## DATA SHOWN
------------------------------------

PR #4950, opened 2026-07-10
refactor(cli/self-update)!: reorganize `InstallOpts` methods

rami3l:
Addresses https://github.com/rust-lang/rustup/pull/4947#discussion_r3551051461 and https://github.com/rust-lang/rustup/pull/4947#discussion_r3551059053.

### DIFF
--- a/src/cli/self_update.rs
+++ b/src/cli/self_update.rs
@@ -109,7 +109,12 @@ pub(crate) struct InstallOpts<'a> {
 }
 
 impl InstallOpts<'_> {
-    fn install(self, cfg: &mut Cfg<'_>) -> Result<Option<ToolchainDesc>> {
+    /// Selects the toolchain to install based on the user's intent.
+    ///
+    /// This function first initializes the default profile and default host tuple in the
+    /// configuration, then returns the toolchain that should be installed, or `None` if none is
+    /// specified by the user.
+    fn select_toolchain(self, cfg: &mut Cfg<'_>) -> Result<Option<ToolchainDesc>> {
         let Self {
             default_host_tuple,
             default_toolchain,
@@ -869,7 +874,7 @@ async fn maybe_install_rust(opts: InstallOpts<'_>, cfg: &mut Cfg<'_>) -> Result<
     }
 
     let (components, targets) = (opts.components, opts.targets);
-    let toolchain = opts.install(cfg)?;
+    let toolchain = opts.select_toolchain(cfg)?;
     if let Some(desc) = toolchain {
         let options = DistOptions::new(components, targets, &desc, cfg.get_profile()?, true, cfg)?;
         let status = if Toolchain::exists(cfg, &desc.clone().into())? {
@@ -1377,7 +1382,7 @@ mod tests {
                     .unwrap()
                     .resolve(&cfg.default_host_tuple().unwrap())
                     .unwrap(),
-                opts.install(&mut cfg)
+                opts.select_toolchain(&mut cfg)
                     .unwrap() // result
                     .unwrap() // option
             );
--- a/src/cli/self_update.rs
+++ b/src/cli/self_update.rs
@@ -870,9 +870,9 @@ async fn maybe_install_rust(opts: InstallOpts<'_>, cfg: &mut Cfg<'_>) -> Result<
 
     let (components, targets) = (opts.components, opts.targets);
     let toolchain = opts.install(cfg)?;
-    if let Some(desc) = &toolchain {
-        let options = DistOptions::new(components, targets, desc, cfg.get_profile()?, true, cfg)?;
-        let status = if Toolchain::exists(cfg, &desc.into())? {
+    if let Some(desc) = toolchain {
+        let options = DistOptions::new(components, targets, &desc, cfg.get_profile()?, true, cfg)?;
+        let status = if Toolchain::exists(cfg, &desc.clone().into())? {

------------------------------------

## TRY IT
Look above and return each line of the records exactly, from the very first through the line with "if Toolchain::exists(cfg, &desc.into())?", both included.

## ANSWER SPACE
PR #4950, opened 2026-07-10
refactor(cli/self-update)!: reorganize `InstallOpts` methods

rami3l:
Addresses https://github.com/rust-lang/rustup/pull/4947#discussion_r3551051461 and https://github.com/rust-lang/rustup/pull/4947#discussion_r3551059053.

### DIFF
--- a/src/cli/self_update.rs
+++ b/src/cli/self_update.rs
@@ -109,7 +109,12 @@ pub(crate) struct InstallOpts<'a> {
 }
 
 impl InstallOpts<'_> {
-    fn install(self, cfg: &mut Cfg<'_>) -> Result<Option<ToolchainDesc>> {
+    /// Selects the toolchain to install based on the user's intent.
+    ///
+    /// This function first initializes the default profile and default host tuple in the
+    /// configuration, then returns the toolchain that should be installed, or `None` if none is
+    /// specified by the user.
+    fn select_toolchain(self, cfg: &mut Cfg<'_>) -> Result<Option<ToolchainDesc>> {
         let Self {
             default_host_tuple,
             default_toolchain,
@@ -869,7 +874,7 @@ async fn maybe_install_rust(opts: InstallOpts<'_>, cfg: &mut Cfg<'_>) -> Result<
     }
 
     let (components, targets) = (opts.components, opts.targets);
-    let toolchain = opts.install(cfg)?;
+    let toolchain = opts.select_toolchain(cfg)?;
     if let Some(desc) = toolchain {
         let options = DistOptions::new(components, targets, &desc, cfg.get_profile()?, true, cfg)?;
         let status = if Toolchain::exists(cfg, &desc.clone().into())? {
@@ -1377,7 +1382,7 @@ mod tests {
                     .unwrap()
                     .resolve(&cfg.default_host_tuple().unwrap())
                     .unwrap(),
-                opts.install(&mut cfg)
+                opts.select_toolchain(&mut cfg)
                     .unwrap() // result
                     .unwrap() // option
             );
--- a/src/cli/self_update.rs
+++ b/src/cli/self_update.rs
@@ -870,9 +870,9 @@ async fn maybe_install_rust(opts: InstallOpts<'_>, cfg: &mut Cfg<'_>) -> Result<
 
     let (components, targets) = (opts.components, opts.targets);
     let toolchain = opts.install(cfg)?;
-    if let Some(desc) = &toolchain {
-        let options = DistOptions::new(components, targets, desc, cfg.get_profile()?, true, cfg)?;
-        let status = if Toolchain::exists(cfg, &desc.into())? {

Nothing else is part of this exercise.